Is there a relationship between Echo and Dolmar, or simply that your shop sells both?


----------



## windthrown (Jan 15, 2016)

Michaelmj11 said:


> Is there a relationship between Echo and Dolmar, or simply that your shop sells both?



No relationship there. Dolmar is owned by Makita, and there are teal Dolkita saws out there (mostly rented at Home Depot). 

There are some shops out there than will work on anything.


----------



## Michaelmj11 (Jan 15, 2016)

windthrown said:


> No relationship there. Dolmar is owned by Makita, and there are teal Dolkita saws out there (mostly rented at Home Depot).
> 
> There are some shops out there than will work on anything.




That is what I figured would be the case


----------



## KG441c (Jan 15, 2016)

Ported 241 ported the right way will top all thoso beside the 261 and 550 and they will both have their hands full. 241c is lighter than a 346xp


----------



## Michaelmj11 (Jan 15, 2016)

KG441c said:


> Ported 241 ported the right way will top all thoso beside the 261 and 550 and they will both have their hands full. 241c is lighter than a 346xp



Unfortunately (or fortunately depending on your viewpoint) the only husky experience I have had, is with the one my dad melted when I was a kid. To say small engines and he did not get along would be an understatement. So I have no point of reference for the 346xp comment. 

Would the 241 be lighter than...... the Dolmar 421 (is it me or did this post just start to feel lysdexic?)


----------



## KG441c (Jan 15, 2016)

The 241 is a tad over 10lbs.
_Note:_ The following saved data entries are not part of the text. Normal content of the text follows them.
Issue #4317, opened 2023-02-07
Email URL not complete


method1020:
### Please verify that this bug has NOT been raised before.

- [X] I checked and didn't find a similar issue

### Describe the bug*

The URL for linking to purchase orders (or other sections when the relevent email is sent) is not complete.

![Screenshot 2023-02-07 100756](https://user-images.githubusercontent.com/3278824/217283431-c2f368e8-2877-4532-bbbd-bfc911496a87.jpg)

### Steps to Reproduce

Late purchase order example:

1. Receive a late purchase order notification, try to click the `Click on the following link to view this order:` link. The host information is not part of the URL.

(you can see this in the mouse over of the link).

### Expected behaviour

Expected to link to the full URL.

### Deployment Method

- [X] Docker
- [ ] Bare metal

### Version Information

# Version Information:
InvenTree-Version: 0.9.2
Django Version: 3.2.16
Commit Hash: 236ca36
Commit Date: 2023-01-04
Database: postgresql
Debug-Mode: False
Deployed using Docker: True
Active plugins: []

matmair:
@method1020 have you checked if `INVENTREE_BASE_URL` is set in the global settings? Will not work without it.

matmair:
@method1020 have you had a chance to look into this?

matmair:
Closing due to lack of response. Please feel free to reopen if the problem reappears.

method1020:
That fixes it. Thank you

PR #4325, opened 2023-02-09
Update documentation URLs

SchrodingersGat:


matmair:
@SchrodingersGat that wont fix #4317 ? I am still not sure what is causing the issue there.

SchrodingersGat:
No, this is not to address #4317 - I just noticed that the URLs had not been updated since we moved to inventree.org

matmair:
Ah great; still not sure what is causing the issue there. I thought I replicated it but it seems to work on current master.

matmair (approved):

PR #4336, opened 2023-02-11
Add barcode detection with onScan.js

### LINKED ISSUE #1087: Direct barcode entry
PartKeepr did this neat thing: you could assign a key combination that caused the following text to be piped directly into the barcode decoding module. If your wedge was fancy enough, you could assign that key combo as a prefix and a CR/LF as the suffix and simply scan a barcode into any page without focusing on a text entry field. Open webpage, scan barcode, StockItem appears.

Is this the sort of thing that Django inherently supports, such that this is a super-simple "hey, great idea!" kind of feature suggestion, or more of a "No, we would have to re-write Django ground-up, take a hike," kind of thing?

ldet:
Resolves #1087 

Uses: https://github.com/axenox/onscan.js

Basic functionallity already works and is hidden behind both the barcode server setting and a new user setting. Some things are still missing:
- [ ] Prefixes
- [ ] Settings in localstorage 
        As settings are heavily dependent on hardware attached to device, user settings are not the ideal place to store that information
- [ ] Currently detection is disabled when an `<input>` field has focus, evaluate if that is enough or maybe even too much
- [ ] Testing with different browsers, locales (keyboard layouts) and scanners

<a href="https://gitpod.io/#https://github.com/inventree/InvenTree/pull/4336"></a>


SchrodingersGat:
Hey @ldet thanks for the contribution :) Do you need any assistance with this?

ldet:
Thanks for your comment, I am hoping to continue work on this next weekend. 
I am not quite sure what the best approach with the setting for prefix and suffix is (keys that are sent before/after the actual barcode data), because the settings for those require key codes, which is not something the average user knows how to set up. My current idea is to provide a simple known barcode on screen that the user scans and then try to detect prefix and suffix keys from that.

SchrodingersGat:
@ldet a simple generated qr-code or barcode with some known sample text in there is a great idea!

SchrodingersGat:
@ldet how are you progressing with this one?

ldet:
@SchrodingersGat Hey, sorry for my slow response. I ran into some issues with the onscan.js prefix/suffix handling. I think its best to skip that for now and only support Scanners configured without Prefix and a pretty standard Enter/Tab suffix. That part is already working in the PR as is.
Something else I need some feedback about is the local settings (i.e. per Device settings in localstorage). Currently i have implemented them similar to the other settings on the server-side and inject the keys and default values via the template engine. This means that the settings pages can be rendered the same as the other ones, but editing requires special handling as there is no API endpoint associated with the local settings. I am not quite sure if I like my current solution, as there is really no need for the Server to know about the client side settings at all, but implementing all that custom rendering on the client side might not make sense. Especially if that plan to switch the UI to React still exists.
Thanks for your help and I hope to continue work on this soon.

InvenTree/InvenTree/static/script/inventree/inventree.js
```diff
@@ -251,6 +253,38 @@ function inventreeLoad(name, defaultValue) {
     }
 }
 
+/**
```
SchrodingersGat, line 256: Why re-invent these functions? These alrady exists here:

https://github.com/inventree/InvenTree/blob/4006ccfa0d1a8d076c3a6987399b36c0de8fe6a1/InvenTree/InvenTree/static/script/inventree/inventree.js#L228

InvenTree/InvenTree/urls.py
```diff
@@ -117,6 +117,7 @@
     re_path(r'^tables.js', DynamicJsView.as_view(template_name='js/translated/tables.js'), name='tables.js'),
     re_path(r'^table_filters.js', DynamicJsView.as_view(template_name='js/translated/table_filters.js'), name='table_filters.js'),
     re_path(r'^notification.js', DynamicJsView.as_view(template_name='js/translated/notification.js'), name='notification.js'),
+    re_path(r'^barcode_detection.js', DynamicJsView.as_view(template_name='js/translated/barcode_detection.js'), name='barcode_detection.js'),
```
SchrodingersGat, line 120: I would suggest that you bundle your new functionality into the existing `barcode.js` file!

InvenTree/templates/InvenTree/settings/device_barcode_scanner.html
```diff
@@ -0,0 +1,24 @@
...
+{% block heading %}
+{% trans "Barcode Scanner" %}
+{% endblock %}
+
+{% block content %}
+
+<div class='row'>
+    <table class='table table-striped table-condensed'>
+        <tbody>
+            {% include "InvenTree/settings/setting.html" with key="BARCODE_DETECTION_ENABLED" icon='fa-tag' local=True %}
```
SchrodingersGat, line 17: I think that adding "local" settings is going to complicate things a *lot* - very hard to debug too!

Unless the extra overhead can be justified, I'd rather see these be settings stored on the server

SchrodingersGat (changes requested):

SchrodingersGat:
@ldet thanks for getting back to me. I think that the "local settings" approach adds a significant amount of complexity and should be avoided as much as possible. Settings should either be added as a global or user setting...

Most of the PR seems to be associated with managing per-device settings, which I'd really rather not entertain

SchrodingersGat:
@ldet see https://github.com/inventree/InvenTree/issues/4608 for some more barcode related stuff - in particular another argument for browser-specific or device-specific settings. While browser side settings do make things more complex, perhaps it *is* the right idea here. Are you still working on this PR?

diodenschein:
In my use case particularly having input settings stored in the browser only sounds more work. (for me) You’d have to set it in every OS user’s browser settings and re-set it after cleaning browser data. 

Is it possible to detect the input device and have a rule if that has something in it that tells you what scanner is being used?

Alternatively: Most barcode scanners let you pre and ap-pend extra characters to the barcode data that could let you determine that it came from a particular type of scanner. 

I’ll have a look around how other software solves this and use our scanners a bit more. Maybe it becomes obvious.

PR #4340, opened 2023-02-13
[FR] Refactor plugin registry

### LINKED ISSUE #4184: [FR] Refactor plugin registry/mixins -> move activation sequences to mixin code
The current plugin mixin system does not allow for shipping global (de)activation sequences on (re)load. To fix this - and to clean up the registry of not really related code -  the sequencing should be moved to the mixins meta function itself.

Its lighter than the 421 but the 421 is a pro built saw also like the stihl 241c unlike the 250 or 251. It u want a light angry fast saw that cuts with rpm and torque get a oe346xp or a ne346xp and have it ported


----------



## Michaelmj11 (Jan 15, 2016)

KG441c said:


> The 241 is a tad over 10lbs. Its lighter than the 421 but the 421 is a pro built saw also like the stihl 241c unlike the 250 or 251. It u want a light angry fast saw that cuts with rpm and torque get a oe346xp or a ne346xp and have it ported



What exactly is "porting" and any clue what the $ ofor such a service would be? Why not have the Dolmar "ported"?


----------



## KG441c (Jan 16, 2016)

Porting is optimizing the compression and port timing of the cylinder for a 30 to 40% increase in cut times. Avg. Cost 300$ and the Dolmar is a fine saw to port also. There r dealers for any brand u choose on this site


----------



## windthrown (Jan 16, 2016)

The 241 is almost as expensive as a 261 though. Only a $40 difference here. You do not need a ported saw, especially with a 661 around. I would avoid getting sucked into that vortex.


----------



## KG441c (Jan 16, 2016)

windthrown said:


> The 241 is almost as expensive as a 261 though. Only a $40 difference here. You do not need a ported saw, especially with a 661 around. I would avoid getting sucked into that vortex.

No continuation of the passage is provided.